With more time on our hands over the last few months, some of us have been on social media more than ever. Seemingly innocuous entries on many Facebook feeds are personality quizzes or profiling games that promise to reveal your spirit animal, or favourite ice cream, or whatever. While these may seem harmless, pause to consider whether you want to share this information with whoever developed the quiz… and with Facebook, other advertisers, and “big data” miners.
While some surveys really are just for fun, others may slip in questions like your mother’s birth name, the street you grew up on, or the name of your first best friend. All your answers can be harvested and cross-referenced against the other profile information in your social media account (which includes everything you’ve liked, clicked, or posted – including images), giving a hacker a running start at compromising your personal or financial information, or creating a false online identity. These answers can also provide enough personal information to allow a hacker to craft a spear-phishing attack on you, or pretend they are you in launching an attack on someone else. And, while Facebook does make efforts to vet the quizzes and plug-ins on its platform, some downloadable games and instant quiz apps can also be used to deliver malware to your computer or mobile device under the guise of a few minutes of harmless entertainment.

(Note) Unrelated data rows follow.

PR #876, opened 2024-08-27
feat: http client integration

aldy505:
An effort to implement this: https://develop.sentry.dev/sdk/telemetry/traces/modules/requests/

Since we already have tracing without performance, this should be good to go.

### DIFF
--- a/httpclient/sentryhttpclient.go
+++ b/httpclient/sentryhttpclient.go
@@ -1,0 +1,106 @@
+// Package sentryhttpclient provides Sentry integration for Requests modules to enable distributed tracing between services.
+// It is compatible with `net/http.RoundTripper`.
+//
+//	import sentryhttpclient "github.com/getsentry/sentry-go/httpclient"
+//
+//	roundTrippper := sentryhttpclient.NewSentryRoundTripper(nil, nil)
+//	client := &http.Client{
+//		Transport: roundTripper,
+//	}
+//
+//	request, err := client.Do(request)
+package sentryhttpclient
+
+import (
+	"fmt"
+	"net/http"
+
+	"github.com/getsentry/sentry-go"
+)
+
+// SentryRoundTripTracerOption provides a specific type in which defines the option for SentryRoundTripper.
+type SentryRoundTripTracerOption func(*SentryRoundTripper)
+
+// WithTags allows the RoundTripper to includes additional tags.
+func WithTags(tags map[string]string) SentryRoundTripTracerOption {
+	return func(t *SentryRoundTripper) {
+		for k, v := range tags {
+			t.tags[k] = v
+		}
+	}
+}
+
+// WithTag allows the RoundTripper to includes additional tag.
+func WithTag(key, value string) SentryRoundTripTracerOption {
+	return func(t *SentryRoundTripper) {
+		t.tags[key] = value
+	}
+}
+
+// NewSentryRoundTripper provides a wrapper to existing http.RoundTripper to have required span data and trace headers for outgoing HTTP requests.
+//
+//   - If `nil` is passed to `originalRoundTripper`, it will use http.DefaultTransport instead.
+func NewSentryRoundTripper(originalRoundTripper http.RoundTripper, opts ...SentryRoundTripTracerOption) http.RoundTripper {
+	if originalRoundTripper == nil {
+		originalRoundTripper = http.DefaultTransport
+	}
+
+	t := &SentryRoundTripper{
+		originalRoundTripper: originalRoundTripper,
+		tags:                 make(map[string]string),
+	}
+
+	for _, opt := range opts {
+		if opt != nil {
+			opt(t)
+		}
+	}
+
+	return t
+}
+
+// SentryRoundTripper provides a http.RoundTripper implementation for Sentry Requests module.
+type SentryRoundTripper struct {
+	originalRoundTripper http.RoundTripper
+
+	tags map[string]string
+}
+
+func (s *SentryRoundTripper) RoundTrip(request *http.Request) (*http.Response, error) {
+	ctx := request.Context()
+	cleanRequestURL := request.URL.Redacted()
+
+	span := sentry.StartSpan(ctx, "http.client", sentry.WithTransactionName(fmt.Sprintf("%s %s", request.Method, cleanRequestURL)))
+
+	for k, v := range s.tags {
+		span.SetTag(k, v)
+	}
+
+	defer span.Finish()
+
+	span.SetData("http.query", request.URL.Query().Encode())
+	span.SetData("http.fragment", request.URL.Fragment)
+	span.SetData("http.request.method", request.Method)
+	span.SetData("server.address", request.URL.Hostname())
+	span.SetData("server.port", request.URL.Port())
+
+	// Always add `Baggage` and `Sentry-Trace` headers.
+	request.Header.Add("Baggage", span.ToBaggage())
+	request.Header.Add("Sentry-Trace", span.ToSentryTrace())
+
+	response, err := s.originalRoundTripper.RoundTrip(request)
+
+	if response != nil {
+		span.Status = sentry.HTTPtoSpanStatus(response.StatusCode)
+		span.SetData("http.response.status_code", response.StatusCode)
+		span.SetData("http.response_content_length", response.ContentLength)
+	}
+
+	return response, err
+}
+
+// SentryHttpClient provides a default HTTP client with SentryRoundTripper included.
+// This can be used directly to perform HTTP request.
+var SentryHttpClient = &http.Client{
+	Transport: NewSentryRoundTripper(http.DefaultTransport),
+}
--- a/httpclient/sentryhttpclient_test.go
+++ b/httpclient/sentryhttpclient_test.go
@@ -1,0 +1,244 @@
+package sentryhttpclient_test
+
+import (
+	"bytes"
+	"context"
+	"crypto/rand"
+	"crypto/tls"
+	"io"
+	"net/http"
+	"strconv"
+	"testing"
+
+	"github.com/getsentry/sentry-go"
+	sentryhttpclient "github.com/getsentry/sentry-go/httpclient"
+	"github.com/getsentry/sentry-go/internal/testutils"
+	"github.com/google/go-cmp/cmp"
+	"github.com/google/go-cmp/cmp/cmpopts"
+)
+
+type noopRoundTripper struct {
+	ExpectResponseStatus int
+	ExpectResponseLength int
+}
+
+func (n *noopRoundTripper) RoundTrip(request *http.Request) (*http.Response, error) {
+	responseBody := make([]byte, n.ExpectResponseLength)
+	rand.Read(responseBody)
+	return &http.Response{
+		Status:     "",
+		StatusCode: n.ExpectResponseStatus,
+		Proto:      "HTTP/1.1",
+		ProtoMajor: 1,
+		ProtoMinor: 1,
+		Header: map[string][]string{
+			"Content-Length": {strconv.Itoa(len(responseBody))},
+		},
+		Body:             io.NopCloser(bytes.NewReader(responseBody)),
+		ContentLength:    int64(len(responseBody)),
+		TransferEncoding: []string{},
+		Close:            false,
+		Uncompressed:     false,
+		Trailer:          map[string][]string{},
+		Request:          request,
+		TLS:              &tls.ConnectionState{},
+	}, nil
+}
+
+func TestIntegration(t *testing.T) {
+	tests := []struct {
+		RequestMethod      string
+		RequestURL         string
+		TracerOptions      []sentryhttpclient.SentryRoundTripTracerOption
+		WantStatus         int
+		WantResponseLength int
+		WantTransaction    *sentry.Event
+	}{
+		{
+			RequestMethod:      "GET",
+			RequestURL:         "https://example.com/foo",
+			WantStatus:         200,
+			WantResponseLength: 0,
+			WantTransaction: &sentry.Event{
+				Extra: map[string]interface{}{
+					"http.fragment":                string(""),
+					"http.query":                   string(""),
+					"http.request.method":          string("GET"),
+					"http.response.status_code":    int(200),
+					"http.response_content_length": int64(0),
+					"server.address":               string("example.com"),
+					"server.port":                  string(""),
+				},
+				Level:           sentry.LevelInfo,
+				Transaction:     "GET https://example.com/foo",
+				Type:            "transaction",
+				TransactionInfo: &sentry.TransactionInfo{Source: "custom"},
+			},
+		},
+		{
+			RequestMethod:      "GET",
+			RequestURL:         "https://example.com:443/foo/bar?baz=123#readme",
+			TracerOptions:      []sentryhttpclient.SentryRoundTripTracerOption{nil, nil, nil},
+			WantStatus:         200,
+			WantResponseLength: 0,
+			WantTransaction: &sentry.Event{
+				Extra: map[string]interface{}{
+					"http.fragment":                string("readme"),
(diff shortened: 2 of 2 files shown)


ribice:
@aldy505 We should document this (in _examples, and perhaps sentry-docs?), and also update changelog accordingly.

httpclient/sentryhttpclient.go
```diff
@@ -0,0 +1,106 @@
...
+	tags map[string]string
+}
+
+func (s *SentryRoundTripper) RoundTrip(request *http.Request) (*http.Response, error) {
+	ctx := request.Context()
+	cleanRequestURL := request.URL.Redacted()
+
+	span := sentry.StartSpan(ctx, "http.client", sentry.WithTransactionName(fmt.Sprintf("%s %s", request.Method, cleanRequestURL)))
+
+	for k, v := range s.tags {
```
ribice, line 75: Could we just set the span.Tags instead of ranging through these, and setting one by one?

This is the 'right' way to do it, but it involves checking for nil map and dealing with mutex.

aldy505: Lol good catch. I was copying directly from this PR https://github.com/aldy505/sentry-integration/pull/1

httpclient/sentryhttpclient.go
```diff
@@ -0,0 +1,106 @@
...
+
+	span.SetData("http.query", request.URL.Query().Encode())
+	span.SetData("http.fragment", request.URL.Fragment)
+	span.SetData("http.request.method", request.Method)
+	span.SetData("server.address", request.URL.Hostname())
+	span.SetData("server.port", request.URL.Port())
+
+	// Always add `Baggage` and `Sentry-Trace` headers.
+	request.Header.Add("Baggage", span.ToBaggage())
+	request.Header.Add("Sentry-Trace", span.ToSentryTrace())
```
cleptric, line 89: This won't work anymore with the recent tracing without performance changes.

httpclient/sentryhttpclient.go
```diff
@@ -0,0 +1,102 @@
...
+	tags map[string]string
+}
+
+func (s *SentryRoundTripper) RoundTrip(request *http.Request) (*http.Response, error) {
+	ctx := request.Context()
+	cleanRequestURL := request.URL.Redacted()
+
+	span := sentry.StartSpan(ctx, "http.client", sentry.WithTransactionName(fmt.Sprintf("%s %s", request.Method, cleanRequestURL)))
+	span.Tags = s.tags
+	defer span.Finish()
```
cleptric, line 75: We do not want to always start transactions here. If one already exists, start a child span.

cleptric (changes requested):

httpclient/sentryhttpclient.go
aldy505: Just to be clear: http.client spans should only created if there is any parent span?

cleptric: Yes, Sentry does not work well with these kind of single span transactions. We can revisit this once span streaming is fully supported in the product, but this will take a few months.

cleptric: https://sentry.io/insights/http/ should also work with these spans fwiw, docs are [here](https://develop.sentry.dev/sdk/telemetry/traces/modules/requests/).

cleptric: *which you already mentioned in the PR description, nvm

aldy505: Another question (unrelated): Does that also affects all the span op within the insights module? Meaning not only `http.client`, but `db.sql` and `messaging.*` also counts?

cleptric: I guess technically we extract all the required fields from a transaction and store it into the span data set, though this is not how these modules where initially designed to work.

httpclient/sentryhttpclient.go
```diff
@@ -0,0 +1,107 @@
...
+
+	tags map[string]string
+}
+
+func (s *SentryRoundTripper) RoundTrip(request *http.Request) (*http.Response, error) {
+	// Only create the `http.client` span only if there is a parent span.
+	parentSpan := sentry.GetSpanFromContext(request.Context())
+	if parentSpan == nil {
+		return s.originalRoundTripper.RoundTrip(request)
+	}
```
aldy505, line 74: A quick note why I prefer this instead of creating a `sentry.WithOnlyIfParentExists()` (a `SpanOption` type):

I used the JS SDK a lot at work lately, and I've been wondering the entire week, on their `startSpan` function, they have this as an option: https://github.com/getsentry/sentry-javascript/blob/216aaeba1ee27cce8a4876e1f9212ba374eb30b3/packages/types/src/startSpanOptions.ts#L14-L15

Should the Go SDK move forward with that, as a `SpanOption` or not?

We could to the `SpanOption` thing, but it feels really weird since the way Go SDK handles scopes/hubs with span is to add the span pointer into the scope. See https://github.com/getsentry/sentry-go/blob/a6acd05f8d419d0445475b9018bd59fc0503b322/tracing.go#L196-L199

Although we could just not call the `scope.SetSpan()` function, I don't know about the behavior if this span that we're creating will ever have a child span being created manually by the user.

httpclient/sentryhttpclient.go
```diff
@@ -0,0 +1,107 @@
...
+
+	span.SetData("http.query", request.URL.Query().Encode())
+	span.SetData("http.fragment", request.URL.Fragment)
+	span.SetData("http.request.method", request.Method)
+	span.SetData("server.address", request.URL.Hostname())
+	span.SetData("server.port", request.URL.Port())
+
+	// Always add `Baggage` and `Sentry-Trace` headers.
+	request.Header.Add("Baggage", span.ToBaggage())
+	request.Header.Add("Sentry-Trace", span.ToSentryTrace())
```
cleptric, line 90: To support the recently added "Tracing without Performance" feature, we should use `hub.GetTraceparent()` and `hub.GetBaggage()`

httpclient/sentryhttpclient.go
```diff
@@ -0,0 +1,107 @@
...
+	// Only create the `http.client` span only if there is a parent span.
+	parentSpan := sentry.SpanFromContext(request.Context())
+	if parentSpan == nil {
+		return s.originalRoundTripper.RoundTrip(request)
+	}
+
+	cleanRequestURL := request.URL.Redacted()
+
+	span := parentSpan.StartChild("http.client", sentry.WithTransactionName(fmt.Sprintf("%s %s", request.Method, cleanRequestURL)))
+	span.Tags = s.tags
```
cleptric, line 79: Why are we setting span tags here?

httpclient/sentryhttpclient.go
```diff
@@ -0,0 +1,107 @@
...
+}
+
+// SentryRoundTripper provides a http.RoundTripper implementation for Sentry Requests module.
+type SentryRoundTripper struct {
+	originalRoundTripper http.RoundTripper
+
+	tags map[string]string
+}
+
+func (s *SentryRoundTripper) RoundTrip(request *http.Request) (*http.Response, error) {
```
cleptric, line 69: We need to add a new `ClientOption` for https://develop.sentry.dev/sdk/telemetry/traces/#tracepropagationtargets

httpclient/sentryhttpclient.go
```diff
@@ -0,0 +1,107 @@
...
+	span.SetData("http.fragment", request.URL.Fragment)
+	span.SetData("http.request.method", request.Method)
+	span.SetData("server.address", request.URL.Hostname())
+	span.SetData("server.port", request.URL.Port())
+
+	// Always add `Baggage` and `Sentry-Trace` headers.
+	request.Header.Add("Baggage", span.ToBaggage())
+	request.Header.Add("Sentry-Trace", span.ToSentryTrace())
+
+	response, err := s.originalRoundTripper.RoundTrip(request)
```
cleptric, line 92: We also want to handle the err case

httpclient/sentryhttpclient.go
aldy505: When I wrote this, the docs said trace propagation targets is only for avoiding CORS-related issue, and since the dotnet SDK does not have that option too, I don't implement it here.

But is my assumption wrong here? Should all SDK implements trace propagation targets then?

httpclient/sentryhttpclient.go
aldy505: Is it not ideal? Should I remove it?

httpclient/sentryhttpclient.go
cleptric: Yes

httpclient/sentryhttpclient.go
cleptric: What info is in there?

aldy505: Decided to just remove it.

client.go
```diff
@@ -133,6 +133,10 @@ type ClientOptions struct {
 	TracesSampleRate float64
 	// Used to customize the sampling of traces, overrides TracesSampleRate.
 	TracesSampler TracesSampler
+	// Control with URLs trace propagation should be enabled. Does not support regex patterns.
+	TracePropagationTargets []string
+	// When set to true, the SDK will start a span for outgoing HTTP OPTIONS requests.
+	TraceOptionsRequests bool
```
cleptric, line 139: Why did you add this option?

aldy505: Saw it on the dev docs. Should I not implement that?

cleptric: Link?

aldy505: Here: https://develop.sentry.dev/sdk/telemetry/traces/#traceoptionsrequests

cleptric: > When set to true **transactions should be created** for HTTP OPTIONS requests.

This option does not apply to outgoing HTTP requests.

aldy505: Okay. Will update that later.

That’s not all. Understand that Facebook not only collects data from within your social media account, but can also aggregate troves of detail from your internet browsing history, search data, and information from other websites and online resources to construct a frighteningly broad profile of your identity. The answers you disclose could provide the last few pieces to allow someone to compromise or steal your identity based on your activities elsewhere.
Even if the information isn’t being used for criminal purposes, it may not be used in your best interests. All of the data mined from your online activities can be combined to build your “experience” with Facebook. Taking the aggregated responses, social media platforms can deliver advertising, news articles and unsolicited opinion that they “think” you will be interested in. If you go in understanding and accepting this, that’s fine. But many users continue to provide more and more personal information, allowing the social media content to be more and more specific and targeted. This can create an echo chamber effect, only showing you selected pieces of information, advertising, or opinion based on online tracking.

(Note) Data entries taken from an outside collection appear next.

PR #878, opened 2024-08-30
fix(hub): Do not call AddBreadcrumb if breadcrumb is nil

giovanni-orciuolo:
This PR will allow the function `AddBreadcrumb` to work even if you pass nil as the breadcrumb. I know it's never supposed to be nil, however in Go if you want something to never be nil you don't use a pointer for it. I thought of making the parameter not a pointer but that would have some implication for the codebase so I decided against that, and I added only 2 nil checks in the function.


ribice:
What's `oryxBuildBinary`?

I'm against this, but just a note that it would be much simpler and more readable if you want to achieve this, add a check at beginning (if breadcrumb == nil {return}) instead of checking twice later and doing the same thing.

giovanni-orciuolo:
> What's `oryxBuildBinary`?
>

In his book The Digital Prism, author Mikkel Flyverbom elaborates:
“Using advanced digital platforms and more fine-grained profiling, companies like Cambridge Analytica rely on psychological profiles, such as what is known as OCEAN scores (Openness, Conscientiousness, Extraversion, Agreeableness, Neuroticism) to target individuals with so-called “dark posts” that reach only the selected person and are attuned to the exact needs or soft spots of that individual. Such direct targeting makes sense if you want to make somebody act in a particular way, like vote for a candidate, and know enough to be able to focus on that one piece of information that may be decisive.”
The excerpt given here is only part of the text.